>>>
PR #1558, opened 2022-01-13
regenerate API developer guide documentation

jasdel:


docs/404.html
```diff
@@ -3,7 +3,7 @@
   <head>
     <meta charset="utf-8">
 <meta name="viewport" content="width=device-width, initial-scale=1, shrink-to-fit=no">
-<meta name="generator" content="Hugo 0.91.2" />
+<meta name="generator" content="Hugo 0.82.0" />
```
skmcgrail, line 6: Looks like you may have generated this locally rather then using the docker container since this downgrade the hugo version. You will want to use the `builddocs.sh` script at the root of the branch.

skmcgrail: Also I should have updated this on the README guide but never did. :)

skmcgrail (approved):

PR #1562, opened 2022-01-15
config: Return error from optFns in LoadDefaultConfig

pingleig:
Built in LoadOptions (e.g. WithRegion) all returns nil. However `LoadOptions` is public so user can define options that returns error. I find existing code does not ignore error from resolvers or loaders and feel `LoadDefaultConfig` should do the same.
<<<
>>>
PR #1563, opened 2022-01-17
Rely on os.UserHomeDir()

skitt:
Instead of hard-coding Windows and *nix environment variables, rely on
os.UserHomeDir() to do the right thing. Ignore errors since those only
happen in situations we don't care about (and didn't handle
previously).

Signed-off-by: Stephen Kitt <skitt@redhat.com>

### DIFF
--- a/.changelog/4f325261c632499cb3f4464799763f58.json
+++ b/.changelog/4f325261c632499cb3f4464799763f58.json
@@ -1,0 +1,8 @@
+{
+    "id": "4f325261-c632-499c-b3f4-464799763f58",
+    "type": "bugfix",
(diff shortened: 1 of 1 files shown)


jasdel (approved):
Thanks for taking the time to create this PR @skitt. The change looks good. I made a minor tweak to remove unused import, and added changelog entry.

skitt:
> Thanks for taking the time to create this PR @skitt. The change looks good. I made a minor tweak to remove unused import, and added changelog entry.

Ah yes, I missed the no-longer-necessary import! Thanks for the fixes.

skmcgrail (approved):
<<<
=== The task ===
Above this instruction are the records; retype exactly the lines from the one containing "PR #1558, opened 2022-01-13" up to and including the one containing "Built in LoadOptions".

=== Answer space ===
PR #1558, opened 2022-01-13
regenerate API developer guide documentation

jasdel:


docs/404.html
```diff
@@ -3,7 +3,7 @@
   <head>
     <meta charset="utf-8">
 <meta name="viewport" content="width=device-width, initial-scale=1, shrink-to-fit=no">
-<meta name="generator" content="Hugo 0.91.2" />
+<meta name="generator" content="Hugo 0.82.0" />
```
skmcgrail, line 6: Looks like you may have generated this locally rather then using the docker container since this downgrade the hugo version. You will want to use the `builddocs.sh` script at the root of the branch.

skmcgrail: Also I should have updated this on the README guide but never did. :)

skmcgrail (approved):

PR #1562, opened 2022-01-15
config: Return error from optFns in LoadDefaultConfig

pingleig:
Built in LoadOptions (e.g. WithRegion) all returns nil. However `LoadOptions` is public so user can define options that returns error. I find existing code does not ignore error from resolvers or loaders and feel `LoadDefaultConfig` should do the same.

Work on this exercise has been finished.